| Hi HN,
We launched OCR search as a part of our documents search engine. To demonstrate OCR capability, we scanned lease documents available from the General Services Administration (GSA) and performed OCR on all lease documents available for Washington state. Documents are then indexed and loaded into our search engine. We can perform regular and zonal OCR on documents as well. This demo does not use zonal OCR. We can perform OCR on thousands of documents within one hour. The system is scalable. All it needs it more workers for OCR and indexing data. Checkout demo and fully functional search engine at:
https://ocr-search.joyspace.ai. We have created a video to explain in more detail. Check out this YouTube video — https://www.youtube.com/watch?v=7EG9TPysBpU We see a high accuracy for OCR.You can search for any word, numbers, obscure characters, and also search table data within documents.
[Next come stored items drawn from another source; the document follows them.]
PR #4041, opened 2020-10-26
Update package.json

Boefjim:
### Change
Added "type": "module"

### Reason
Currently NodeJS will give the following error when trying to import phoenix.js:
`The requested module 'phoenix' is expected to be of type CommonJS, which does not support named exports. CommonJS modules can be imported by importing the default export.`
Indicating that the type of the package is a module will fix this.


chrismccord:
We specify the `module` field on master. Thanks! ❤️❤️❤️🐥🔥

PR #4048, opened 2020-10-29
Pin `id` in generated json controller tests

happycollision:
The assertions as written were matching an unpinned `id` variable, which was only confirming that an `id` existed, not that it was the _correct_ id.


happycollision:
Hmm. There are lots of tests that are flaky for me locally. I think my latest change should properly update the needed test so the pinning is expected in the output.

happycollision:
Yep.

Issue #4020, opened 2020-10-11
Upgrading webpack from 4 to 5


joshchernoff:
### Environment

phoenix 1.5.5
elixir      1.10.3-otp-23 
erlang   23.0.1 
nodejs  12.18.4  
npm      6.14.6
OSX 10.15.6 (19G2021)
Webpack 5
```
% mix phx.server
Compiling 59 files (.ex)
Generated morphic_pro app
[info] [alarm_handler: {:set, {:system_memory_high_watermark, []}}]
[info] Running MorphicProWeb.Endpoint with cowboy 2.8.0 at 0.0.0.0:4001 (https)
[info] Access MorphicProWeb.Endpoint at https://localhost:4001
[webpack-cli]
TypeError: Cannot read property 'tap' of undefined
[error] Task MorphicProWeb.Endpoint started from #PID<0.1043.0> terminating
** (stop) :watcher_command_error
    (phoenix 1.5.5) lib/phoenix/endpoint/watcher.ex:37: Phoenix.Endpoint.Watcher.watch/3
    (elixir 1.10.3) lib/task/supervised.ex:90: Task.Supervised.invoke_mfa/2
    (stdlib 3.13) proc_lib.erl:226: :proc_lib.init_p_do_apply/3
Function: &Phoenix.Endpoint.Watcher.watch/3
    Args: ["node", ["node_modules/webpack/bin/webpack.js", "--config", "webpack.dev.config.js", "--color", "--bail"], [cd: "/Users/joshchernoff/Dev/morphic.pro/assets"]]
```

While this demo is for scanned documents, we support HTML, PDF (regular and scanned), RTF, DOC, DOCX, CSV, EXCEL, JSON and other standard documents for search. You can get access to our APIs if you are interested in building search experience into your application. We have highly available APIs for Search Engine. You can visit https://www.joyspace.ai to get access to our search engine. We manage indexing and search pipelines for you. Happy to answer any questions around OCR and Search. |
I have done some work on PDFs before and I know extracting info. from PDF is hard.
Kudos to you for building a search for scanned PDFs.
Do I have to manage Chunking for the search engine?
You mentioned about APIs. Do you support multiple clouds? For example, I have some data Dropbox, S3, GDrive, and R2. Will I be able to connect all these clouds?
Can you tell me more about data security?
Either way, looks impressive for data engineering and ML pipelines.